Marisa es una veterana doctora, que está recién jubilada, que se encuentra sola y decide marcharse como voluntaria a un campo de refugiados griego, en Lesbos, satisfaciendo así el deseo de sentirse útil.
Cuando llega se encuentra como gallina en corral ajeno, ya que no sabe qué hacer y resulta que todas sus iniciativas están coartadas por las normas que rigen en el campo que ella desconoce por completo a las que se oponen su buena voluntad.
Esas normas parece que son más importantes que tener iniciativas y ayudar, controlándolo todo, que no permiten ni dar un poco cariño a los chiquillos.
Las normas imponen una deshumanización del sistema más que un interés por integrarlos y acogerlos dándoles amor ante su adversidad, que a veces las hacen ineficaces.
Un día aparece por el campo un crío de pocos años con un perrito en brazos, que no habla debido al trauma de haber perdido a sus padres.

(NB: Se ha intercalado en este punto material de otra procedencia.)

PR #14471, opened 2021-04-15
Add deeplink support for posts sent via email

### LINKED ISSUE #14461: Add deeplink support to posts sent by email
When users are first starting to use WordPress, they receive multiple emails with links to posts that help them create and setup their site. We want to add deeplink support to most of these posts, so that they can be opened in the app's Reader. This includes links wrapped with `public-api.wordpress.com/mbar?redirect_to=*`.

renanferrari:
Fixes #14461

Our app already handles some post links and successfully redirect them to the Reader. This is done by the `ReaderPostPagerActivity`, which supports the following URL patterns:

- `http[s]://wordpress.com/read/blogs/{blogId}/posts/{postId}`
- `http[s]://wordpress.com/read/feeds/{feedId}/posts/{feedItemId}`
- `http[s]://{username}.wordpress.com/{year}/{month}/{day}/{postSlug}`

However, when posts are sent via email they are usually wrapped into a tracking URL like `public-api.wordpress.com/mbar/?redirect_to={url}` which was not being handled by the app. This PR adds support for this.

To achieve that, I had to take into account that supported URLs were already defined in the Manifest, as intent filters of the `ReaderPostPagerActivity` class, which means it wouldn't make sense to have a `shouldOpenReader` method that would just check if we can handle the same URL patterns already defined there, as we would then have to maintain the same logic in two different places. To address this, I initially considered moving all deeplink handling from `ReaderPostPagerActivity` to `DeepLinkingIntentReceiverActivity`, but since there's quite a lot of code there I looked for a simpler solution. 

In the end, I went with an approach that introduces very little changes to both `DeepLinkingIntentReceiverActivity` and `ReaderPostPagerActivity`:
1. A custom action (`org.wordpress.android.action.VIEW_POST`) was added as an intent filter of `ReaderPostPagerActivity`.
2. `ReaderPostPagerActivity` was updated to handle this custom action the exact same way it would handle a normal deeplink action.
3. `DeepLinkingIntentReceiverActivity` was updated to check if a redirect URL could be handled by `ReaderPostPagerActivity`. To do that, we build a new `Intent` with the custom action + the redirect URL and check if it can be resolved by any Activity. If so, since the custom action is only used by `ReaderPostPagerActivity`, we can safely assume the URL can be opened in the Reader.

Let me know if think this approach is sound.

### To test

1. Get any supported post URL and wrap into the tracking URL. Here are a couple of examples:
    - https://public-api.wordpress.com/mbar/?stat=groovemails-events&bin=wpcom_email_click&redirect_to=https://discover.wordpress.com/2018/03/22/how-to-create-website-logo/
    - https://public-api.wordpress.com/mbar/?stat=groovemails-events&bin=wpcom_email_click&redirect_to=https://wordpress.com/read/blogs/53424024/posts/32898
1. Click the link.
1. Notice the corresponding post is opened in the app's Reader.
1. Notice logcat shows the following message: "DeepLink tracking URI successfully requested".

## Regression Notes
Probably none, but maybe Reader.

Extensive manual testing and existing unit tests.

Unit tests.

PR submission checklist:


planarvoid (commented):
The solution looks good and works well. I think for now it's the best approach.
In the future I'd love for us to consolidate all the deeplink handling into one activity.

I have one concern about the functionality though. The editor links are opened in a new stack and not over the main activity. This leads to the back button going back to the email. I think it would be better to build the reader over the Main activity with the Reader selected. This way we can keep the user in the app. I know this is the previous behaviour but I don't think it's the best one possible since our goal is to bring the users to the app. WDYT?

renanferrari:
Hey @planarvoid, thanks for the review! 

I've addressed your suggestion and now the post links are opened with the main activity in the backstack. This only applies for links wrapped with the `mbar` URL though. To change the existing behavior for plain post links, I believe we would need to move the intent filters from `ReaderPostPagerActivity` to another class. This is in line with the goal of consolidating all the deeplink handling into one activity, which I very much agree, but I think this should be done in a different PR, so I've opened an issue for it here: #14496. Let me know if you agree.

I have also merged the changes from `develop`, resolved all conflicts and added a `ReaderLinkHandler` for consistency with the other changes you've made. 

However, after merging those changes I found that one of my tests was failing. It was testing a scenario where we intercept a `mbar` URL but can't handle the redirect URL ([example](https://public-api.wordpress.com/mbar/?stat=groovemails-events&bin=wpcom_email_click&redirect_to=https://wordpress.com/nope/)). In this case, I'd expect for the browser to be opened and for the server tracking to not be triggered, which was not happening (the browser was being opened, but the server tracking was still being triggered).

Tiene una rodilla desollada y ella se la cura, pero Carol, la jefa del campo, le dice que debe llevarlo a la Cruz roja, a lo que ella responde que aunque esté jubilada aún no se le ha olvidado cómo poner Betadine.
Con el tiempo se encariña con el niño, que no habla y que no se separa en ningún momento de su perro.
Un día lo sigue y ve que se encamina a un campamento de refugiados y uno de los niños de informa que ellos no son su familia, que apareció por allí, ellos lo acogieron pero que sus padres han muerto.
Con Ahmed, que así se llama el crío, Marisa siente la necesidad de cuidar a alguien, de sentirse abuela, de creerse útil a pesar de sus años, comienzan a desvanecerse, hasta el punto de querer adoptarlo, pero las leyes que imperan en ese momento lo hacen poco menos que imposible, lo que no deja de ser una injusticia, aunque a veces ese acto de generosidad, no sea más que la necesidad de rellenar un vacío en la persona.
De alguna manera se muestra la labor que hacen las ONGs con esas personas desvalidas pero con unas reglas muy restrictivas como se muestra en esta película que a veces parece que va en contra de la buena voluntad de sus integrantes lo que hace que sea ineficaz su labor en ocasiones.
El film tiene dos mitades, una primera de la llegada al campo y su adaptación a las costumbres y normas y una segunda a partir de la aparición de Ahmed en el que Marisa encuentra un motivo para combatir su soledad y un objetivo para su estancia allí, hasta que decide la posible adopción del pequeño huérfano sirio huyendo con él a Atenas.
A parte de esa posible crítica a esas estrictas reglas de las ONGs, deja un final desesperanzador sin una posible solución positiva para el niño y para Marisa que ha encontrado un objetivo en su vida.
Tiene la cinta esa primera parte casi de documental, mientras que la segunda se convierte en un drama más personal de esa mujer, incorporada estupendamente por la actriz Carmen Machi en un personaje conmovedor que asume de forma convincente, que se convierte en la brújula que nos lleva a descubrir por dentro el funcionamiento de las ONGs.
Se trata del segundo largometraje que realiza la directora catalana Nely Reguera tras debutar con María (y los demás) (2016) que fue bien acogida por la crítica, para el que escribe un guion preciso con una apariencia inocente en principio pero que lleva en su interior una crítica hacia ese tema que ella bien conoce desde dentro al haber sido cooperante en uno de ellos.